◆ **Supplied records**
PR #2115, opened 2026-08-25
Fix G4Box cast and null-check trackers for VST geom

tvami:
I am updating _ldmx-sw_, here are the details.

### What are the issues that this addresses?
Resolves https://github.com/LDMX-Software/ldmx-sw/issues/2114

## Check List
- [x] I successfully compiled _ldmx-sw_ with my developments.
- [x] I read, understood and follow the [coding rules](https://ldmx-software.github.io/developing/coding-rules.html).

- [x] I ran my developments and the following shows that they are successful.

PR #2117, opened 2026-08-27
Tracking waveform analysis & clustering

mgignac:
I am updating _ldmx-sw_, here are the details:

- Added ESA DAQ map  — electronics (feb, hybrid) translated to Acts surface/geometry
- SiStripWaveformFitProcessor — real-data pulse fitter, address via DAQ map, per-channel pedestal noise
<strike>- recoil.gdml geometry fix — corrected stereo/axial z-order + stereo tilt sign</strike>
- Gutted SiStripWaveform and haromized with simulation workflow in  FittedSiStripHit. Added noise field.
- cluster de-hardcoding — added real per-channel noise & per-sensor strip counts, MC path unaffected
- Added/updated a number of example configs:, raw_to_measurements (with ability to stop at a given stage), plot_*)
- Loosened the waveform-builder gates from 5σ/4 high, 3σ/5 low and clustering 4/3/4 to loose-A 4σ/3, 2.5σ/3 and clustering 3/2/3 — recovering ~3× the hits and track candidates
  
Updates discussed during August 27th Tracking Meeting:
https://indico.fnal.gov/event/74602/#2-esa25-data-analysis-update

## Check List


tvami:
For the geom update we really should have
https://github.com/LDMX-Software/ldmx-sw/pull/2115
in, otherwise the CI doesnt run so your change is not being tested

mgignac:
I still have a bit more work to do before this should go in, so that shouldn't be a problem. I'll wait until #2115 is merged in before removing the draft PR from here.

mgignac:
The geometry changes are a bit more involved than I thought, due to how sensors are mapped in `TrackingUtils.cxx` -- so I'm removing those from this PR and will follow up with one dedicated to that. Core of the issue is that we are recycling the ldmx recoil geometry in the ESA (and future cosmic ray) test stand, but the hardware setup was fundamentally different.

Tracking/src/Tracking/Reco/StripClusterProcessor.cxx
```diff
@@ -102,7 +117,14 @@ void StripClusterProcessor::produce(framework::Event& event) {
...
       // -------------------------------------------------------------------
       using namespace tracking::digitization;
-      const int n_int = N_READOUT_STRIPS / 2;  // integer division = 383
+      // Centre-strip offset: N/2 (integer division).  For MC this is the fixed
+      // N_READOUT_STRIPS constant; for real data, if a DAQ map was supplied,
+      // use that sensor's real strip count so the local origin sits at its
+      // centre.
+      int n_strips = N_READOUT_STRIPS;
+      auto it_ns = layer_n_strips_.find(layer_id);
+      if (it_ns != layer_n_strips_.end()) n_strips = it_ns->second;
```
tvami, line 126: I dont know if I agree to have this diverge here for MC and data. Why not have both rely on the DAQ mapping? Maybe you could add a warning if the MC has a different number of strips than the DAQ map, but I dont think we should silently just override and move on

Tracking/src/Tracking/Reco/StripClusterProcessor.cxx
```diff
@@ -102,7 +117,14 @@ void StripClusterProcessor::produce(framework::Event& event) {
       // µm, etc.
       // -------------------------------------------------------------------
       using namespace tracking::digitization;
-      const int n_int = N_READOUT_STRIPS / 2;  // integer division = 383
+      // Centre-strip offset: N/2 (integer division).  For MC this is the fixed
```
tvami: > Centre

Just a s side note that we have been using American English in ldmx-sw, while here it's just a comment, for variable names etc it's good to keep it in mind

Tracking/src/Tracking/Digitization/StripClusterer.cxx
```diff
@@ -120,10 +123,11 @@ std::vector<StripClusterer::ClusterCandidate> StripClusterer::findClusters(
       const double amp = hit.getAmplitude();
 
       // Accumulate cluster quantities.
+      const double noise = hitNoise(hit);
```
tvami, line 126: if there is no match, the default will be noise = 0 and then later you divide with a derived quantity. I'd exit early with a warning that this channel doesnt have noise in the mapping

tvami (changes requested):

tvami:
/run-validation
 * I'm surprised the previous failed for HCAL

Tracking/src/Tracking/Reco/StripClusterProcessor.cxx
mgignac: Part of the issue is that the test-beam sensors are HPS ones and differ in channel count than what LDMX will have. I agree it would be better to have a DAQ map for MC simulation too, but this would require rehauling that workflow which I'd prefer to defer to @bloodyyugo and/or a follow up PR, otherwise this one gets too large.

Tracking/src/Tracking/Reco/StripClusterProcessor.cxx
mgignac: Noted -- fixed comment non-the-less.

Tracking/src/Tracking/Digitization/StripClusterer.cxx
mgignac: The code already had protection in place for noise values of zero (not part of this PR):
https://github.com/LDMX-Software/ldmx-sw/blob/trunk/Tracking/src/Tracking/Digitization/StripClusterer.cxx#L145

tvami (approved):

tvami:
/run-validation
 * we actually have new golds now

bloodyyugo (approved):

◆ **Problem**
Output the lines of the records above exactly as they appear, from the line containing "I still have" through the line containing "tvami, line 126: I dont".

◆ **Exercise result**
I still have a bit more work to do before this should go in, so that shouldn't be a problem. I'll wait until #2115 is merged in before removing the draft PR from here.

mgignac:
The geometry changes are a bit more involved than I thought, due to how sensors are mapped in `TrackingUtils.cxx` -- so I'm removing those from this PR and will follow up with one dedicated to that. Core of the issue is that we are recycling the ldmx recoil geometry in the ESA (and future cosmic ray) test stand, but the hardware setup was fundamentally different.

Tracking/src/Tracking/Reco/StripClusterProcessor.cxx
```diff
@@ -102,7 +117,14 @@ void StripClusterProcessor::produce(framework::Event& event) {
...
       // -------------------------------------------------------------------
       using namespace tracking::digitization;
-      const int n_int = N_READOUT_STRIPS / 2;  // integer division = 383
+      // Centre-strip offset: N/2 (integer division).  For MC this is the fixed
+      // N_READOUT_STRIPS constant; for real data, if a DAQ map was supplied,
+      // use that sensor's real strip count so the local origin sits at its
+      // centre.
+      int n_strips = N_READOUT_STRIPS;
+      auto it_ns = layer_n_strips_.find(layer_id);
+      if (it_ns != layer_n_strips_.end()) n_strips = it_ns->second;
```
tvami, line 126: I dont know if I agree to have this diverge here for MC and data. Why not have both rely on the DAQ mapping? Maybe you could add a warning if the MC has a different number of strips than the DAQ map, but I dont think we should silently just override and move on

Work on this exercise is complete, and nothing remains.